If you applied for Medicaid and your state Medicaid agency denied your application, then you can appeal the denial. While your state agency will handle the appeal, it must follow federal Medicaid appeal rules.
You might be denied Medicaid because you have too much income or assets or, if you applied for Medicaid on the basis of disability, because your state Medicaid agency did not believe you were disabled. (If you are a current Medicaid recipient who was denied coverage of a particular service or treatment, read our article on when Medicaid denies a service or treatment.)
The Denial Notice
When a state Medicaid agency rejects an application for benefits, it must issue a written denial notice.
When you'll receive the notice. States have to obey federal deadlines about issuing decisions about Medicaid applications. States have the following amount of time to send you a denial notice:
90 days from the date of your application if you apply for Medicaid on the basis of a disability
- 45 days from the date of your application if you apply for Medicaid on some other basis.
You should receive a written notice of decision within those deadlines.
What the notice will include. The notice must tell you that you have the right to a hearing to appeal the denial, how to request a hearing, and that you have the right to represent yourself, hire an attorney, or have a spokesperson (like a friend or relative) help you. The notice must also give the reasons for denying your application and the notice must include the specific rules your state Medicaid agency is using to deny you eligibility.
The appeal deadline is one of the most important pieces of information on your appeal notice. You must request your appeal within the deadline, or you will be required to justify a late appeal. States have different deadlines, but all are required to be no more than 90 days from the date that the denial notice is mailed.

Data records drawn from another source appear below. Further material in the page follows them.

PR #654, opened 2024-10-23
Reduce connection errors on QT Py ESP32-Sx due to 3D Antennas

brentru:
The PR's change sets the WiFi transmission power to a reduced dBm before performing a network scan.

We are doing this to match CircuitPython (discussion https://github.com/adafruit/circuitpython/issues/9235) and reduce connection errors - https://github.com/adafruit/circuitpython/pull/9369/files

- [x] Test a few different power increments (-5, -3 dBM from standard 18dBm)
- [x] Add inclusion guards, add this for all QT Py boards since they share the same 3D antenna.

### DIFF
--- a/.github/workflows/build-clang-doxy.yml
+++ b/.github/workflows/build-clang-doxy.yml
@@ -33,8 +33,8 @@ jobs:
           echo >>$GITHUB_ENV WS_VERSION=$(git describe --dirty --tags)
       - uses: actions/checkout@v4
         with:
-          repository: tyeth/ci-arduino
-          ref: WS_ARDUINO_598-preprocessor-script-for-printing-the-library-versions-to-boot_outtxt
+          repository: adafruit/ci-arduino
+          ref: ci-wippersnapper
           path: ci
       - name: Checkout Board Definitions
         uses: actions/checkout@v4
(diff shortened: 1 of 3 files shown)


tyeth:
This is a fantastic one! I wonder how many models should have custom levels. I had a quick look at the tx issue in general and saw some modules restricted their operations to 15dbm, see https://forum.arduino.cc/t/esp32-wroom-32-wifi-power-strangeness/1167585/8 , and on some openWRT page that mostly only power amplifier based boards support 18-20dbm values.

If the C3 PCB wifi antenna chip is the issue that would be a fair few boards, but I wonder if it's more SoM/board-layout specific.
It would be lovely to have a reliable test setup for this so we don't have to unnecessarily reduce the effectiveness of all boards.

It looks like the default is the 19.5 dbm mode, which is what it returns if you haven't selected wifi mode yet (similar to ignoring requests to set if not begun/mode-set) https://github.com/espressif/arduino-esp32/blob/master/libraries/WiFi/src/WiFiGeneric.cpp#L637

brentru:
It would be all boards with the 3D Antenna, which is all Qt Pys. I'm going to expand this PR.

brentru:
We're also bumping the CI to BSP 3.0.7,
https://github.com/adafruit/ci-arduino/pull/198

brentru:
@tyeth  Requesting a review of this PR - it also updates the workflow to build off adafruit/ci-arduino's branch for wippersnapper. I've pointed ci-arduino towards the latest bsp, 3.0.7. I've also updated the PIOArduino URL for 3.0.7 latest.

tyeth (approved):
These look good, I'll cast a eye over ci-arduino now

tyeth:
@brentru one more think, I couldn't see the platformIO.ini PioArduino change

tyeth (approved):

Don't toss out the denial notice; read it carefully and hold on to it until your appeal is complete.
How to Appeal a Denial of Medicaid
Some states require that Medicaid recipients make their requests to appeal in writing, and some don't. Read your notice carefully to learn your state's rules. But even if you are not required to file a written notice, you should. You can write a simple appeal request like “I want to appeal the denial notice dated 8/1/12.” If possible, submit your request in person at your local state Medicaid agency office, and have it date stamped to show that it was received by the deadline. You want to avoid having to prove later that you submitted your appeal on time or having to justify a late appeal.
The Medicaid Appeal Hearing
Once your appeal is set for a hearing, you must appear for the hearing (either in person or by phone, depending on the state’s procedures) or risk dismissal of your appeal. If your appeal is dismissed because you missed the hearing, you will need to show “good cause” (a justifiable reason for missing the hearing) to get the hearing reopened. It can be difficult to show that you had good cause; it is not enough to say that you forgot the date or misplaced the notice.
Your state Medicaid agency will send you information about how the hearing will be conducted. In some states, the state Medicaid agency conducts the hearings, while other states have separate hearings agencies or use their court systems for hearings. Hearings must be conducted at a reasonable time, date, and place, after adequate notice. Hearings can be conducted by one or more hearing officers (judges), as long as those individuals are impartial and were not directly involved in the original decision to deny your benefits. Hearing officers can work for the state’s Medicaid agency even if the hearing is at a separate agency.
Preparing for the Hearing
Before the hearing, federal Medicaid rules require states to allow Medicaid applicants to view their files and to review all of the documents that the agency has relied on to deny you Medicaid coverage.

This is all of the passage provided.